I know a very good machine shop (Joe Castillo, http://www.turbo-owners.com/forum/general-tech/725-get-crankin-castillo-crankshaft-service.html) they will do the work. But still dont knwo the bore size, so i cant buy the piston, rings, etc. Then i was thinking, i put on hold this whole thing, and ill ask around. 

Thanks
Chris


----------



## loxxrider (Oct 31, 2005)

Haha sorry for how long that dang thing is. I need to make a condensed version of it someday. 

Basically I am running VEMS on individual LS2 coils, a cast T3 log manifold from 034, a Holset H1C, custom IC setup, and thats about it aside from the small details. Bottom end is still stock and will remain stock probably until I get the 90 running and I can have the 200 apart. 

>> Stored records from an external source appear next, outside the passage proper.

PR #401, opened 2023-03-01
[AAP-8337] Make inventory optional

mkanoor:
https://issues.redhat.com/browse/AAP-8337

Since ansible-rulebook can be used with Automation Controller we don't need to make inventory mandatory. This is needed for the eda-server to launch the ansible-rulebook and execute a job on the Automation Controller.

Check if the rulebook contains any actions with run_module or run_playbook and raise an exception
```
ansible_rulebook.exception.InventoryNeededException: Rule r1 has an action run_playbook which needs inventory to be defined
```

### DIFF
--- a/tests/conftest.py
+++ b/tests/conftest.py
@@ -1,0 +1,89 @@
+import pytest
+
+from ansible_rulebook.condition_types import Condition as Conditions
+from ansible_rulebook.rule_types import (
+    Action,
+    Condition,
+    EventSource,
+    EventSourceFilter,
+    Rule,
+    RuleSet,
+)
+
+
+@pytest.fixture
+def create_conditions(**kwargs):
+    def _conditions(**kwargs):
+        return Conditions(kwargs.pop("value", "2 > 1"))
+
+    return _conditions
+
+
+@pytest.fixture
+def create_condition(create_conditions, **kwargs):
+    def _condition(**kwargs):
+        when = kwargs.pop("when", "all")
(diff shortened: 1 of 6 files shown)


Alex-Izquierdo:
I think this is not enough, according to the ticket and discussions related, we should take care if the rulebook contains run_playbook or run_module actions

benthomasson (dismissed):

mkanoor:

tests/conftest.py
```diff
@@ -0,0 +1,89 @@
...
+def create_condition(create_conditions, **kwargs):
+    def _condition(**kwargs):
+        when = kwargs.pop("when", "all")
+        value = kwargs.pop("value", [create_conditions()])
+        return Condition(when, value)
+
+    return _condition
+
+
+@pytest.fixture
```
bzwei, line 32: @mkanoor What is the difference between `@pytest.fixture()` and `@pytest.fixture`?

Alex-Izquierdo (dismissed):

tests/conftest.py
mkanoor: @bzwei They are inter changeable and uses the default scope

mkanoor: @bzwei Nice catch, I have made them all consistent now.

bzwei (approved):

Alex-Izquierdo (approved):

Alex-Izquierdo (approved):

bzwei (approved):

Issue #397, opened 2023-03-01
rulebook json schema is invalid


ssbarnea:
The current JSON Schema file is invalid for at least two reasons and I would suggest running some schema validation using both python-jsonschema and the ajv library in order to ensure that the schema file can be consumed by most clients.

Identified problems:

* `$id` field should be a valid permalink to the file itself, now is a broken 404 url pointing to https://www.ansible.com/schema/ruleset.json - easiest fix would be to use https://raw.githubusercontent.com/ansible/ansible-rulebook/main/ansible_rulebook/schema/ruleset_schema.json

* `$schema` field is having a trailing hash and it should be exactly `https://json-schema.org/draft-04/schema` instead.

Blocking: https://github.com/ansible/ansible-lint/pull/3103

PR #405, opened 2023-03-02
Switch JSON schema to draft-7

ssbarnea:
As the support for the very old draft-4 was removed from at least
one critical tool (ajv), we switch to draft-7 which also happens to
be the version used by [all the other](https://github.com/ansible/ansible-lint/tree/main/src/ansiblelint/schemas) Ansible related schemas.

Related: https://github.com/ajv-validator/ajv/issues/472
Related: https://github.com/ansible/ansible-lint/issues/3079
Related: https://github.com/ansible/ansible-rulebook/issues/397

### DIFF
--- a/ansible_rulebook/schema/ruleset_schema.json
+++ b/ansible_rulebook/schema/ruleset_schema.json
@@ -1,9 +1,10 @@
 {
-    "$schema": "https://json-schema.org/draft-04/schema",
+    "$schema": "https://json-schema.org/draft-07/schema",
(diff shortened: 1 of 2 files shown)


Alex-Izquierdo (changes requested):
This must be updated as well:
https://github.com/ansible/ansible-rulebook/blob/main/ansible_rulebook/validators.py#L32

Alex-Izquierdo (approved):

ttuffin (approved):

PR #406, opened 2023-03-02
Update pre-commit hooks

ssbarnea:
This was needed because outdated isort one was not working with py311


benthomasson (approved):

Alex-Izquierdo:
We need to update this line as well: https://github.com/ansible/ansible-rulebook/blob/main/.github/workflows/ci.yml#L40

PR #410, opened 2023-03-02
Fix $id in schema

ssbarnea:
- corrects wrong $id in schema
- adds pre-commit hook that validates schema using ajv library as
  in order to prevent future regression. Note that AJV was able to
  detect $id bug while python-jsonschema was not.

### DIFF
--- a/ansible_rulebook/schema/ruleset_schema.json
+++ b/ansible_rulebook/schema/ruleset_schema.json
@@ -1,5 +1,5 @@
 {
-    "$schema": "https://json-schema.org/draft-07/schema",
+    "$schema": "http://json-schema.org/draft-07/schema#",
     "$id": "https://raw.githubusercontent.com/ansible/ansible-rulebook/main/ansible_rulebook/schema/ruleset_schema.json",
     "type": "array",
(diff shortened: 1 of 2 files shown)


ansible_rulebook/schema/ruleset_schema.json
```diff
@@ -1,5 +1,5 @@
 {
-    "$schema": "https://json-schema.org/draft-07/schema",
+    "$schema": "http://json-schema.org/draft-07/schema#",
```
Alex-Izquierdo, line 2: Why must be http?

ssbarnea: It must be http because that is what the file content itself is advertising as its self-url (`$id` field). Until the official URL is moved to https, we need to use that form.

ssbarnea: There is also a thread on https://json-schema.slack.com/archives/C5CF75URH/p1677766289988399?thread_ts=1677763627.735939&cid=C5CF75URH which you might find useful.

benthomasson (approved):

Right now its at 15psi with VERY conservative timing and rich fueling. It rips though...can't wait to get her on the dyno and fine tune. I plan to make about 350 awhp, then build the motor and see what the Holset can do (hoping for close to 500awhp) and then finally ditch the Holset for a 67mm turbo of some sort. Thats a few years off though. 

Feel free to ask any more specific questions you have. I've got it pretty much all figured out at this point


----------



## varia (Mar 21, 2009)

Hey Chris.

Thanks for the details. I was thinking of the 034 ecu+harness but i cant afford $2500 just for that.
So after looking around i made my vote on VEMS too. I know Peter Nanassy (he is from Hungary just like me) and he gave me lots of advice and help already. 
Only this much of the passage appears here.